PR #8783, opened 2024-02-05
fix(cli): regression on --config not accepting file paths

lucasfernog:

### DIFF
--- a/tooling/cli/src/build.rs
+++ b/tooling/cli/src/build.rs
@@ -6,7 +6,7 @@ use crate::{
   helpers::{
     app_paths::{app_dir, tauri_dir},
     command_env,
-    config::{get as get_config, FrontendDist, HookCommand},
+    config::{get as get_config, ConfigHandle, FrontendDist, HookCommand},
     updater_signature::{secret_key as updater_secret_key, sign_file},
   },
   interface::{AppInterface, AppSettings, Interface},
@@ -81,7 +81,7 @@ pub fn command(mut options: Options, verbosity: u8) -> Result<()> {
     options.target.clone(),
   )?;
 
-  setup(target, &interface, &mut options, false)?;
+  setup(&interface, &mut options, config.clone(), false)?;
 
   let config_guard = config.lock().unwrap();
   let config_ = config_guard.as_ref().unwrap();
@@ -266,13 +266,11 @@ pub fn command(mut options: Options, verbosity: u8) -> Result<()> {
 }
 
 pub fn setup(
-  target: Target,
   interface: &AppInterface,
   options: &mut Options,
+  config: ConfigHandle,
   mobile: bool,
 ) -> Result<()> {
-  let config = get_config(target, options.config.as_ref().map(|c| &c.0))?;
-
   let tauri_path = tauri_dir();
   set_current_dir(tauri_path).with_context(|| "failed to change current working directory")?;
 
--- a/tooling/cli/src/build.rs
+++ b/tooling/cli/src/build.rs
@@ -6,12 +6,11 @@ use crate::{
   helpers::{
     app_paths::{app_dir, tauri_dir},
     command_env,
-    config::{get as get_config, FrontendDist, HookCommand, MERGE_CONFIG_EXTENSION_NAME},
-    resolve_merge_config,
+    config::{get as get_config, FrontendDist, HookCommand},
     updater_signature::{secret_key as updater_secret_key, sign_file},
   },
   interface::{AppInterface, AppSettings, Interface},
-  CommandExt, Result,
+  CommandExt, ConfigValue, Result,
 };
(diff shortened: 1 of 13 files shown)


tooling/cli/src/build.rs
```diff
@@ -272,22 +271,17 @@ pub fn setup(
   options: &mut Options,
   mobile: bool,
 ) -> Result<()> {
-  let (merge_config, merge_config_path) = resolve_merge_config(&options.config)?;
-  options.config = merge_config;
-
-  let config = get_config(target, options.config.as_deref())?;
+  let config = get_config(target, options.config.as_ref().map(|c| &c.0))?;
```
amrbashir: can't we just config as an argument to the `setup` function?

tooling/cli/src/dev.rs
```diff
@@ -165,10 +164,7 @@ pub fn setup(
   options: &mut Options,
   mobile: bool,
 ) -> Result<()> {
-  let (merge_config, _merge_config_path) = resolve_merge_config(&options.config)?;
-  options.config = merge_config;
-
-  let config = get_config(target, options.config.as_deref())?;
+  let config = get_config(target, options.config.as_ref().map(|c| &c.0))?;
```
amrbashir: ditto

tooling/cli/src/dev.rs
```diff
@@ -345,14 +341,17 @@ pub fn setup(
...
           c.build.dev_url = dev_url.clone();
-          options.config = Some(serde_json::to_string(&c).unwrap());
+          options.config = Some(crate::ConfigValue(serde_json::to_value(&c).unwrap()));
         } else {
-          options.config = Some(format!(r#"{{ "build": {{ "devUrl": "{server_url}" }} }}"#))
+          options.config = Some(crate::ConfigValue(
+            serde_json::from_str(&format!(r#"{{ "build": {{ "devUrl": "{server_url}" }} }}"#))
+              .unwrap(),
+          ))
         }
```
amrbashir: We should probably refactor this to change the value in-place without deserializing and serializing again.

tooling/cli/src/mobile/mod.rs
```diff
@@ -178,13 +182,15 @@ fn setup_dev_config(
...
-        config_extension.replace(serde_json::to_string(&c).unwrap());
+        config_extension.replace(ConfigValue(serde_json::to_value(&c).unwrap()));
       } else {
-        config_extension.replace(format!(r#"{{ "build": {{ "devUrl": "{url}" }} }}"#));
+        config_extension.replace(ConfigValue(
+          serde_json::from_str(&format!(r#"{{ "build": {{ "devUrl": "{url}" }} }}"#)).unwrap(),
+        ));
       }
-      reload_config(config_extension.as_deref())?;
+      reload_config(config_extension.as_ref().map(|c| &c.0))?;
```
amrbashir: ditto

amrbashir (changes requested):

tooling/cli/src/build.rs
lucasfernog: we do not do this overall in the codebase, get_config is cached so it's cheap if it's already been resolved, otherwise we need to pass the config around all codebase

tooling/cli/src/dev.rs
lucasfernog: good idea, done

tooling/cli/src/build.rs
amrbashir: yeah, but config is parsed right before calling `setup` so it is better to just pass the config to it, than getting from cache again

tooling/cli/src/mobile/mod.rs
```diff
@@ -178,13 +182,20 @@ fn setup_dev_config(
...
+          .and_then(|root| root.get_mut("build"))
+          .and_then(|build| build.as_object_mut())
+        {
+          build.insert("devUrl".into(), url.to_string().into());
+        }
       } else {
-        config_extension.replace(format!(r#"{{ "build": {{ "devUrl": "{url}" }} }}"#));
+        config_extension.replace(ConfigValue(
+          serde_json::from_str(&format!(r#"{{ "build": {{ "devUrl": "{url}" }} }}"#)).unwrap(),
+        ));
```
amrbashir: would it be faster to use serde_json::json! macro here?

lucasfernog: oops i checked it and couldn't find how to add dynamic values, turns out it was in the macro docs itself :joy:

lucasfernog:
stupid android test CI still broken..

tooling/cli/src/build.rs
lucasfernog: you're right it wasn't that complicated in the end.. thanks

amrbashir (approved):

- - - - -

» **Exercise objective**:
Every line from the line containing "lucasfernog: we do" through the line containing "amrbashir: yeah, but" in the records above must be retyped exactly. Leave out the rest.

» **Response box**:
lucasfernog: we do not do this overall in the codebase, get_config is cached so it's cheap if it's already been resolved, otherwise we need to pass the config around all codebase

tooling/cli/src/dev.rs
lucasfernog: good idea, done

tooling/cli/src/build.rs
amrbashir: yeah, but config is parsed right before calling `setup` so it is better to just pass the config to it, than getting from cache again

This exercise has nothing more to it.